I thought that growing up my entire life with a chronically ill mother, knowing from an extremely early age that her multiple sclerosis would cause her to have an early death, and then watching her be bedridden for seven years would make the mourning process a lot more reasonable and contained. And, God only knows, I don't know what it would have felt like if my young, healthy mother had died suddenly, so I can't truly compare. But I am shocked at how overwhelmed and under equipped I feel, how much I am "slogging through mud," acting politely like I care about other people around me when I really don't, and being unable to sleep. (I think I should give up trying to sleep and just aim at getting some good reading done.) I wonder how I'd be acting if I didn't have the duties of home and (particularly) children to which to tend. I've told Chris that it's good he was gone all weekend and has had business dinners so far this week because otherwise he'd be eating random, instant sort-of food along with me.
Fourteen days since Mom died and each day has still brought a card in the mail or an email to my computer . . . or, this morning, the first small box of sentimental belongings of hers that I shipped to myself from California. These things are a comfort.

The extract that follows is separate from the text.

PR #2842, opened 2017-08-09
[FEATURE] implementation of Morpheus PSM score

timosachsenberg:
@enetz implemented the morpheus scoring. Did not work well when compared to HyperScore but I only used b and y ions. Original implementation also generates various losses so it might perform better with larger number of peaks in the theoretical spectrum.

A friend recommended to me C.S. Lewis' A Grief Observed, which she read after her own mother died. I don't know why I had it on my bookshelf, but I did, and so devoured it in a couple of days. It is most excellent, in that Lewis uses his more eloquent language to capture the crazy that I'm feeling (he calls it "midnight madness"), without using his powerful intellect to reason it away.
Seeing one person dies makes me realize in a way I didn't know (something Lewis writes about extensively) that everyone else in my life will die too. And I'm gripped with panic about that.
I love, love, love, a Grief Observed. Great book. I'm so sorry :-( You're in our prayers daily! This will get easier.
ReplyDeleteMy mom's death cemented my pro-life feelings about "natural death." My sister was anxious for her to be relieved of her "suffering", but I had a strong hunch that no matter how limited and contained that life was, by being paralyzed and almost completely unable to communicate, that it still had immense value for us and that we cherished it even though most would say it had no value. My sister was shocked at how deeply she felt the loss of our Mom, and that she desperately wanted her back even if it meant a lifetime of caregiving! So, I know how you feel. There's nothing quite like losing a parent no matter how much time you have to prepare for it. God bless you, Katherine, as you struggle through this period. It does get better!
ReplyDeleteIt will get better. It never will be perfect, but the raw grief will pass.